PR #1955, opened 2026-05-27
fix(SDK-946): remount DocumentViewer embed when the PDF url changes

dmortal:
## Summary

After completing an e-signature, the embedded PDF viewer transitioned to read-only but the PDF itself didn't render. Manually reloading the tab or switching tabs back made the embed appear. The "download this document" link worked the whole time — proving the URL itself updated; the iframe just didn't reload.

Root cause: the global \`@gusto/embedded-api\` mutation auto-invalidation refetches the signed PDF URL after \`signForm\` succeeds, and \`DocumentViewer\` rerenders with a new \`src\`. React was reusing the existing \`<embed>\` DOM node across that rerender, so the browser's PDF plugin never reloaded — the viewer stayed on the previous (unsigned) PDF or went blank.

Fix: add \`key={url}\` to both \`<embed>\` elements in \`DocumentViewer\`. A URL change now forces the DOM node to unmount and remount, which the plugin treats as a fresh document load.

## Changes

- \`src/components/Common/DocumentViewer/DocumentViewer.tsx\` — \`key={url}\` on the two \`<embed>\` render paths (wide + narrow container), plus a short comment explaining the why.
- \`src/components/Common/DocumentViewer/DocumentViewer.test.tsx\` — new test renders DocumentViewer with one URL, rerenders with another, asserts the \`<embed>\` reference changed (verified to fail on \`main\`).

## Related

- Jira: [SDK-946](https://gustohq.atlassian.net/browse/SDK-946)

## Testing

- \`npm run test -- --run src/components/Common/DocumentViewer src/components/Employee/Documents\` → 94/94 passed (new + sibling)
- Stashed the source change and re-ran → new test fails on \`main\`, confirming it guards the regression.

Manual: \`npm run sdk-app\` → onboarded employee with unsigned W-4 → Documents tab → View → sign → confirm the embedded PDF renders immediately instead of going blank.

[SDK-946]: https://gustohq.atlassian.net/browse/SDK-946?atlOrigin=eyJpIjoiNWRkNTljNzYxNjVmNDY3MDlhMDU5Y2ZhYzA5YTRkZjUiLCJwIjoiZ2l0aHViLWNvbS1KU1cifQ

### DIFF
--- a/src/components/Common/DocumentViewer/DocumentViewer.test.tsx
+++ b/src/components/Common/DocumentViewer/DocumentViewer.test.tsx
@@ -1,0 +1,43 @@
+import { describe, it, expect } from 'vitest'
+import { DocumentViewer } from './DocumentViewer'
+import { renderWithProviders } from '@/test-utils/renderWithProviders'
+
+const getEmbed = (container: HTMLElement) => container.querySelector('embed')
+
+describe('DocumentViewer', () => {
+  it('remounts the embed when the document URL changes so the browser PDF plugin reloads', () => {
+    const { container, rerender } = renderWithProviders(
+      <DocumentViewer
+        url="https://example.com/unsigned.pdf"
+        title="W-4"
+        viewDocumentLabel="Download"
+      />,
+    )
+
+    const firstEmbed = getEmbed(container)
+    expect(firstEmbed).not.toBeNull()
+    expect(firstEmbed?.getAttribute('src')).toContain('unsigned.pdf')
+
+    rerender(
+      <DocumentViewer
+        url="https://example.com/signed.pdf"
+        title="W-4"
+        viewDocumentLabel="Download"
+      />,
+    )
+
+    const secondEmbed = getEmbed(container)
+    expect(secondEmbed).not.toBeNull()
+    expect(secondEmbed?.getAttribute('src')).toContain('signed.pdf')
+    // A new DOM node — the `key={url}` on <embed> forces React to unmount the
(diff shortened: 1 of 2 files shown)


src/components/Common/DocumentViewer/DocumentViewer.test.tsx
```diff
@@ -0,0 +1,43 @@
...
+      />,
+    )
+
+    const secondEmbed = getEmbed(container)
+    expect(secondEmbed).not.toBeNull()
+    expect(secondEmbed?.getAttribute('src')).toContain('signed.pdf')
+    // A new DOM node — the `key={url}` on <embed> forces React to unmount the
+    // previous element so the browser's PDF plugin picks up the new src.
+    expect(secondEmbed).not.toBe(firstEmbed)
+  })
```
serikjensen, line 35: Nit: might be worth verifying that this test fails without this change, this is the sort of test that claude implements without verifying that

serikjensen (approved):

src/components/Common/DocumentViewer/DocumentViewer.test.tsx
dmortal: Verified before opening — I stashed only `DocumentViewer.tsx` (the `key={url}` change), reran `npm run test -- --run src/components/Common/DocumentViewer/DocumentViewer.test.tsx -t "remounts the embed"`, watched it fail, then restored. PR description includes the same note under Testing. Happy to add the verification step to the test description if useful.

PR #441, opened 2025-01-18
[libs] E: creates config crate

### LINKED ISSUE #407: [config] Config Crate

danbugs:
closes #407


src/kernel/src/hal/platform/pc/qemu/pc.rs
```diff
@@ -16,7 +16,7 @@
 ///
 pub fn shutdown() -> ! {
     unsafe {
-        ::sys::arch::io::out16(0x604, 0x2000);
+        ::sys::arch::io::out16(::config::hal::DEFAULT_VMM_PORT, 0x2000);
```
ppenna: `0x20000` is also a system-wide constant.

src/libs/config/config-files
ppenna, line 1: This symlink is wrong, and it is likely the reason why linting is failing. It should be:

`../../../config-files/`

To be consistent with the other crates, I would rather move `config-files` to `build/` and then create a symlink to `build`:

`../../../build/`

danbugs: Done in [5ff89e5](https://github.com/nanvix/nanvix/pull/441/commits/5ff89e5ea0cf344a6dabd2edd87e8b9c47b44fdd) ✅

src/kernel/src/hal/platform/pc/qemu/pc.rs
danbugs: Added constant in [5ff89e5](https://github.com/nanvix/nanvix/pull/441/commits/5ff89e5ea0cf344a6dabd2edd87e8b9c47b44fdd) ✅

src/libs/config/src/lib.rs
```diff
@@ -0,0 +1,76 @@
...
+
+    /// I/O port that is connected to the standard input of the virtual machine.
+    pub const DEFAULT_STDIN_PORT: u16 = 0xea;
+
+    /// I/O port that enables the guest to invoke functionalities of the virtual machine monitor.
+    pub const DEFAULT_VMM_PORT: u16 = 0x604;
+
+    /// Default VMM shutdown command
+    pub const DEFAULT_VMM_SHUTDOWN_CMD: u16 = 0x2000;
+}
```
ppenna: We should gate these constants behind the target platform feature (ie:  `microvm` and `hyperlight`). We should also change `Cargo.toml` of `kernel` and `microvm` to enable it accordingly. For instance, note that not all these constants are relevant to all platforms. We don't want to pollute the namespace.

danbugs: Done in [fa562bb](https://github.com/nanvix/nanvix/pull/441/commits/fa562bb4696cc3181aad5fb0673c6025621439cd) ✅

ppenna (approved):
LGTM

## Exercise:
Which lines hold the string "blank"? Copy all of them from the data above.

## Result of the exercise:
Root cause: the global \`@gusto/embedded-api\` mutation auto-invalidation refetches the signed PDF URL after \`signForm\` succeeds, and \`DocumentViewer\` rerenders with a new \`src\`. React was reusing the existing \`<embed>\` DOM node across that rerender, so the browser's PDF plugin never reloaded — the viewer stayed on the previous (unsigned) PDF or went blank.
Manual: \`npm run sdk-app\` → onboarded employee with unsigned W-4 → Documents tab → View → sign → confirm the embedded PDF renders immediately instead of going blank.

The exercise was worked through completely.